DATA TO USE.
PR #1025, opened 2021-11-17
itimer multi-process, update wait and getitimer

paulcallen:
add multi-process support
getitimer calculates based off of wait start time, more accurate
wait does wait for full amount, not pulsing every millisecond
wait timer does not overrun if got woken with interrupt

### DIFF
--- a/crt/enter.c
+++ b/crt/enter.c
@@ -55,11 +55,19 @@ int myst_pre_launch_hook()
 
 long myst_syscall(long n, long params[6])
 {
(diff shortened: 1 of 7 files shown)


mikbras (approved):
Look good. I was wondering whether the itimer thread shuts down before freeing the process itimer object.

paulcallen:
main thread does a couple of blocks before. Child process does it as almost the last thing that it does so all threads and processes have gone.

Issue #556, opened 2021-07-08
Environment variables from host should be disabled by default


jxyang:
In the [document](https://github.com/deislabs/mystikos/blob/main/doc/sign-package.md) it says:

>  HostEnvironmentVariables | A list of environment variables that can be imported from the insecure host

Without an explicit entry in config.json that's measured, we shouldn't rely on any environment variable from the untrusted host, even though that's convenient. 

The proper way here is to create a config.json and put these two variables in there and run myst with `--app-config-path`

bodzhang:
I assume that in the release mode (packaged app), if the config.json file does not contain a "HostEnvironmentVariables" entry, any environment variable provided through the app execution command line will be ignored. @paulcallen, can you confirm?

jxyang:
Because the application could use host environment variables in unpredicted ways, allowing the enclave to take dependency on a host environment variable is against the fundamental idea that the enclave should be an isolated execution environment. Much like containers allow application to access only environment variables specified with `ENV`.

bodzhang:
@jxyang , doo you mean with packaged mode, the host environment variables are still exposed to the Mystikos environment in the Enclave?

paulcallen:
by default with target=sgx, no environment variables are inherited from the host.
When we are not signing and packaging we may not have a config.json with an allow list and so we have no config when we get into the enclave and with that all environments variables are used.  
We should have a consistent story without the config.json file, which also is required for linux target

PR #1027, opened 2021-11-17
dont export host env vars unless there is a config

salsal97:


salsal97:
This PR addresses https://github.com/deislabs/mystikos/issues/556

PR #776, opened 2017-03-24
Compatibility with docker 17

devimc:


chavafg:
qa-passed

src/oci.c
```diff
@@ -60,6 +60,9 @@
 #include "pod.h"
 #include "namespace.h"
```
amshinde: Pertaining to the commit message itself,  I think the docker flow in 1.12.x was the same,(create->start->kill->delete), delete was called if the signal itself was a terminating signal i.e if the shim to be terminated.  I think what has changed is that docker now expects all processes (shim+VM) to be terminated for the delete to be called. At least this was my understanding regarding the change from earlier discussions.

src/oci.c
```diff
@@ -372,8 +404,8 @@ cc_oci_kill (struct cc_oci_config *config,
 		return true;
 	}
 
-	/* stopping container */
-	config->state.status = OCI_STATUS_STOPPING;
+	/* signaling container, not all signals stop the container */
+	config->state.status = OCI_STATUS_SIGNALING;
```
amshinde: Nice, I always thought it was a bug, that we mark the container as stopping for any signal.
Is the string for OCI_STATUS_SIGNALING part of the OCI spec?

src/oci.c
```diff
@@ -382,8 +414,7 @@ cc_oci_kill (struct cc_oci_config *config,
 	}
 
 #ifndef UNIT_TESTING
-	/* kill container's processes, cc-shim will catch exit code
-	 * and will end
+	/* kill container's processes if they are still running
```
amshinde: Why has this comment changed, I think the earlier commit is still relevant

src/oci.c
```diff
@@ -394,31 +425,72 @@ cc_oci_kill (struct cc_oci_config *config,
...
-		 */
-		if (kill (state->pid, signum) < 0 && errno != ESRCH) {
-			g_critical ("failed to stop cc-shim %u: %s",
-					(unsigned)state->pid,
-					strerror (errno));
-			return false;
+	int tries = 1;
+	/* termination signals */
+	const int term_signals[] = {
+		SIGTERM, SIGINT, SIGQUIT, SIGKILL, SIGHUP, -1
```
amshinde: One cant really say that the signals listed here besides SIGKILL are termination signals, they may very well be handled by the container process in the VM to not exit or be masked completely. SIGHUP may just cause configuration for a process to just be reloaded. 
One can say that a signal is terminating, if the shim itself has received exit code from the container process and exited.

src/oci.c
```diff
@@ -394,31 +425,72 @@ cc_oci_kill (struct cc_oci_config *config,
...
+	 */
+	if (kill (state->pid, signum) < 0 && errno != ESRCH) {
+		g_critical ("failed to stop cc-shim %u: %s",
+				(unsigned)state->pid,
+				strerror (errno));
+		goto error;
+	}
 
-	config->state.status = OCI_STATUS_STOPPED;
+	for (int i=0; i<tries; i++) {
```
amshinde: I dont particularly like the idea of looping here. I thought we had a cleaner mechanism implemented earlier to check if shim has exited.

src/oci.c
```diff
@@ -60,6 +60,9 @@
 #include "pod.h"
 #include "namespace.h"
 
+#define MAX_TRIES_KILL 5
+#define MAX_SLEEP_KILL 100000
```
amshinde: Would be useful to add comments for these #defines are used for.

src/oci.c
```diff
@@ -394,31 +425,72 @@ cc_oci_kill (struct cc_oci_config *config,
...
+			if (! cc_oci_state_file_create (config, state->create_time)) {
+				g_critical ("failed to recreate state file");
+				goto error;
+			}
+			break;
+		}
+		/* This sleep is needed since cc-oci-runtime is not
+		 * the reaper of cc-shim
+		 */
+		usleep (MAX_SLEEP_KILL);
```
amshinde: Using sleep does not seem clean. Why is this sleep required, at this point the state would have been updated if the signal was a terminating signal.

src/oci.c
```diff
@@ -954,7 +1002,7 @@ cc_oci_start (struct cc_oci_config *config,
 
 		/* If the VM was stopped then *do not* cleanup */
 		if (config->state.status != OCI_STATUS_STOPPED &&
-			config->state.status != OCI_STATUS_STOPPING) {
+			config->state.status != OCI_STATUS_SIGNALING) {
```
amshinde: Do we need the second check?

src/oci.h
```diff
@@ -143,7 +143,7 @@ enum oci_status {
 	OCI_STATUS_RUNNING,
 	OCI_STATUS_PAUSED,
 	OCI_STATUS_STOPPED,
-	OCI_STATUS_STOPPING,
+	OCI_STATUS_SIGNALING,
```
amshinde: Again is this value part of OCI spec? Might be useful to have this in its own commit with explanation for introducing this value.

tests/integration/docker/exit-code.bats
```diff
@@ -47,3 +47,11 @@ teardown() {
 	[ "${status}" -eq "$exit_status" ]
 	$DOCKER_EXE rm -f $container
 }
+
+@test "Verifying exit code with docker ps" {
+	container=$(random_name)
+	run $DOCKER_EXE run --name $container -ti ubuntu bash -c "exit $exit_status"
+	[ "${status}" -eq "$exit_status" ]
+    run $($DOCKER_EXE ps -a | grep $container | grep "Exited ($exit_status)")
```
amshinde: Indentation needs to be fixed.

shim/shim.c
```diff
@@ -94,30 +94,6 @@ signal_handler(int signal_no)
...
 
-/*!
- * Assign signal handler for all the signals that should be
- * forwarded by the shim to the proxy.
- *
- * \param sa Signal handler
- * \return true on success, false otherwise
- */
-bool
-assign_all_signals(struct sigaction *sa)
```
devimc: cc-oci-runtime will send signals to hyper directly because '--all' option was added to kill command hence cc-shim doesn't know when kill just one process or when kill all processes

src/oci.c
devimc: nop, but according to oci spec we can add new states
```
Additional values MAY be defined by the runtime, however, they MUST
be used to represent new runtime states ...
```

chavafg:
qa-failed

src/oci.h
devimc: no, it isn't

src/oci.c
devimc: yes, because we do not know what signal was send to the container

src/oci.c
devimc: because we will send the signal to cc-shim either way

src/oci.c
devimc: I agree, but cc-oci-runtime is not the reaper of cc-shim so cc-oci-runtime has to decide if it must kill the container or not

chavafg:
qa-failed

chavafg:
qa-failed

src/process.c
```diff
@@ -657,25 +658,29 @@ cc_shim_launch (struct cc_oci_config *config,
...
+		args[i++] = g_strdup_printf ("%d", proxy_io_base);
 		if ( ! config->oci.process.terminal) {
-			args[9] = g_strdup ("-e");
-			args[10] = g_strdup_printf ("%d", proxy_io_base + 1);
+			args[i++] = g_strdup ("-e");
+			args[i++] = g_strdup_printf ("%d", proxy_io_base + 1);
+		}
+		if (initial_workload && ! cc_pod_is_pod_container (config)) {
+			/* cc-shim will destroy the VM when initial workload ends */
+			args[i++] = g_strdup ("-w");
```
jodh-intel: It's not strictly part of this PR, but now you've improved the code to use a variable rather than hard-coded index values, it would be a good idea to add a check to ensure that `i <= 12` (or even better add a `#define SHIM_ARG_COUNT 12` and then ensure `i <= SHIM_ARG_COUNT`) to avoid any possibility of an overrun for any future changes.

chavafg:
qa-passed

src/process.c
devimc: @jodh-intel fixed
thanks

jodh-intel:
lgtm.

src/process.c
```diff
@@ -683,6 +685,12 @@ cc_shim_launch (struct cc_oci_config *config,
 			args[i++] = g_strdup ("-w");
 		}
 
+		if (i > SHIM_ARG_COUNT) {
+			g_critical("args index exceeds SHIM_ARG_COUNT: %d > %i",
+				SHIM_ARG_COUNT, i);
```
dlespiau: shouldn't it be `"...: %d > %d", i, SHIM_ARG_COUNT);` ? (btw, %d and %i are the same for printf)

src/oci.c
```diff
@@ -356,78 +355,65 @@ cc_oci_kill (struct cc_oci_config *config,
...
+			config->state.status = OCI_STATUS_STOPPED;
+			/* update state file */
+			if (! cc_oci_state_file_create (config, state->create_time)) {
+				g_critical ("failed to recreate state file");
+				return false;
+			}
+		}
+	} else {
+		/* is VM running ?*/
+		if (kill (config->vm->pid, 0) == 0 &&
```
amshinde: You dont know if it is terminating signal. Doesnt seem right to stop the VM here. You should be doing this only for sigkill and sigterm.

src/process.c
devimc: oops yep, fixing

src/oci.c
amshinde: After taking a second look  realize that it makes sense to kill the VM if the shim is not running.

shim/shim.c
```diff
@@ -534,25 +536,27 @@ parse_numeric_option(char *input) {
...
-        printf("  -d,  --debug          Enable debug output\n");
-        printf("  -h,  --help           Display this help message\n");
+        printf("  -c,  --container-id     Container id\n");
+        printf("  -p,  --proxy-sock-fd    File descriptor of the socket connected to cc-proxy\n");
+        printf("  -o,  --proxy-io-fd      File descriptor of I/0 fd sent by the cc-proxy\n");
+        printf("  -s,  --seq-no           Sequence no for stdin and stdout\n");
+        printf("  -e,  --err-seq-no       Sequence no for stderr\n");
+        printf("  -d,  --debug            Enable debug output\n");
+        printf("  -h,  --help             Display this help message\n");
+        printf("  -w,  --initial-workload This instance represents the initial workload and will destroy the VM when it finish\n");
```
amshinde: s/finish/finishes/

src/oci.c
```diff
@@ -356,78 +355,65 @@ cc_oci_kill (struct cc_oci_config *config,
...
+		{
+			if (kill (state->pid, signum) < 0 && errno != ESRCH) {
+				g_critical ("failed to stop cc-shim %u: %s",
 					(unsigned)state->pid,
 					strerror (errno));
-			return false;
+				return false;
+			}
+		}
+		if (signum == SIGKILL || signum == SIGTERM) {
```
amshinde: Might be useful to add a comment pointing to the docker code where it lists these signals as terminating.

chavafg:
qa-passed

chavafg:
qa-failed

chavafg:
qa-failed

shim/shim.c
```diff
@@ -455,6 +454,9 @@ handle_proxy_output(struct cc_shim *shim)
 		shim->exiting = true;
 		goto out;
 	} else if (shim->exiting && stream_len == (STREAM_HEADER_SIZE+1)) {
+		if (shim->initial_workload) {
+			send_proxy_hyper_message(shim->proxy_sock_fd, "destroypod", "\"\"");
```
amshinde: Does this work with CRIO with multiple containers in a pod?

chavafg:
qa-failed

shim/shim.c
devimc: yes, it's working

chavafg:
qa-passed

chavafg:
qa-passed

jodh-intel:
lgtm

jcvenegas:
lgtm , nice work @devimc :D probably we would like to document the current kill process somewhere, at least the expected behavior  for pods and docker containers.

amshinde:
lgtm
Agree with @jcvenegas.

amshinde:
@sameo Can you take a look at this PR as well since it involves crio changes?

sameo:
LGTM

WORK TO BE COMPLETED.
Restate, please, word for word the span of records running from the first line to the line bearing "--- a/crt/enter.c", both included, and nothing outside it.

SOLVED EXERCISE.
PR #1025, opened 2021-11-17
itimer multi-process, update wait and getitimer

paulcallen:
add multi-process support
getitimer calculates based off of wait start time, more accurate
wait does wait for full amount, not pulsing every millisecond
wait timer does not overrun if got woken with interrupt

### DIFF
--- a/crt/enter.c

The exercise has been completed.